Names can be used in HashMaps without hashing strings:

// HashMap<String, Value> - must hash entire string
// HashMap<Name, Value>   - hashes 4-byte integer

4. Salsa Compatible

Name is Copy + Eq + Hash, perfect for Salsa queries.

Thread Safety

The current Interner is not thread-safe.
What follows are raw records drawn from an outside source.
PR #178, opened 2018-06-01
changes for 0.7

SimonDanisch:


SimonDanisch:
Hope this passes tests on 0.6 as well... I do a bit shady things to keep compat to 0.6 - don't have the patience to read into Compat.jl or how to replace Nullable correctly :P

SimonDanisch:
* gets rid of FactCheck
* drop 0.5 support
* remove Nullable and use MaybeMessage instead (lol)
* use fetch instead of wait on 0.7, continue using wait on 0.6
* fixes are for  v"0.7.0-alpha.2" only

SimonDanisch:
Hmm.... what's up with linux 0.7!? Can someone reproduce?

SimonDanisch:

For parallel compilation:

// Option 1: Mutex-protected
struct SharedInterner {
    inner: Mutex<Interner>,
}

// Option 2: Concurrent hashmap
struct ConcurrentInterner {
    strings: DashMap<String, Name>,
    reverse: Vec<RwLock<String>>,
}

Currently, the compiler is single-threaded during lexing/parsing, so this isn’t needed yet.

Common Identifiers

Frequently used identifiers are pre-interned:

impl Interner {
    pub fn with_keywords() -> Self {
        let mut interner = Self::new();

        // Pre-intern keywords
        interner.intern("if");
        interner.intern("else");
        interner.intern("let");
        interner.intern("fn");
        // ...

        interner
    }
}

This ensures keywords have predictable Names (useful for fast keyword checking).

Debugging

Printing Names

When debugging, resolve Names back to strings:

fn debug_expr(interner: &Interner, expr: &Expr) {
    match &expr.kind {
        ExprKind::Ident(name) => {
            println!("Ident: {}", interner.resolve(*name));
        }
        // ...
    }
}

Display Implementations

impl Name {
    pub fn display<'a>(&self, interner: &'a Interner) -> impl Display + 'a {
        interner.resolve(*self)
    }
}

StringLookup Trait

The StringLookup trait provides a minimal interface for Name resolution, avoiding circular dependencies between crates:

// In ori_ir::interner
pub trait StringLookup {
    fn lookup(&self, name: Name) -> &str;
}

impl StringLookup for StringInterner {
    fn lookup(&self, name: Name) -> &str {
        StringInterner::lookup(self, name)
    }
}

This trait is re-exported from ori_patterns and used by Value::type_name_with_interner():

// In ori_patterns::value
pub fn type_name_with_interner<I: StringLookup>(&self, interner: &I) -> Cow<'static, str> {
    match self {
        Value::Struct(s) => Cow::Owned(interner.lookup(s.type_name).to_string()),
        _ => Cow::Borrowed(self.type_name()),
    }
}

This pattern allows the value crate to resolve struct type names without depending on the full interner implementation.

Limitations

  1. Interned strings are never freed - The interner only grows
  2. Requires interner access - Must pass interner to display names
  3. Global state - Interner must be accessible throughout compilation

These are acceptable tradeoffs for the performance benefits.